• **Exercise details**
Copy out nothing but the line containing "maintain it separately." and the lines that follow it to the end of the entries, exactly as they stand.

[Stored items]
>>
PR #79, opened 2017-11-30
Add ozone wayland recipe.

msisov:
This pull request adds chromium-ozone-wayland recipe, which is based on
https://github.com/Igalia/chromium. 

The Chromium browser in this recipe is based on the ToT Chromium and utilizes new ui service called mus with ozone x11 and wayland backends. The current support is being done by Igalia S.L., and is being upstreamed at the moment. In the future, all the work will be moved to upstream, which will simplify the recipe.

The recipe can be updated on a weekly or on a monthly basis depending on the status of the work.
Please note that the Chromium/Wayland can be affected by possible bugs in ToT and some of the features might be still missing. We are working to get Chromium/Wayland to be as similar to stock Chromium as possible. The work can be tracked at https://github.com/Igalia/chromium and crbug.com/666958


otavio:
@msisov I have a mix of feelings related to the nodejs patch. 

There is a typo in commitlog of chromium addition: introduce ;-)

@kraj what your view about adding nodejs here?

msisov:
@otavio, you're right. It's AGL specific. Let me check yocto poky for raspberry. If there is no such a problem, I'd better remove this patch from here and maintain it separately.

msisov:
UPD: yocto poky ships nodejs 8.9, which is ok for chromium. AGL ships 4.8.2, which is problematic. I'm removing the patch from this pr then.

msisov:
Can we do it other way? Let's have this master branch without the nodejs patch, but create a pyro branch, which will have nodejs update? Will it be ok then?

otavio:
The biggest problem in branching it now is that I believe this will be a moving target so the pyro branch would need to be constantly updated, which is not good for a stable branch.

I think AGL should do the backport in their layer (in a recipes-backport or similar) to allow them to use this new release while keep using an old version of OE-Core.

msisov:
ok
<<
• **Solution to this task**
@otavio, you're right. It's AGL specific. Let me check yocto poky for raspberry. If there is no such a problem, I'd better remove this patch from here and maintain it separately.

msisov:
UPD: yocto poky ships nodejs 8.9, which is ok for chromium. AGL ships 4.8.2, which is problematic. I'm removing the patch from this pr then.

msisov:
Can we do it other way? Let's have this master branch without the nodejs patch, but create a pyro branch, which will have nodejs update? Will it be ok then?

otavio:
The biggest problem in branching it now is that I believe this will be a moving target so the pyro branch would need to be constantly updated, which is not good for a stable branch.

I think AGL should do the backport in their layer (in a recipes-backport or similar) to allow them to use this new release while keep using an old version of OE-Core.

msisov:
ok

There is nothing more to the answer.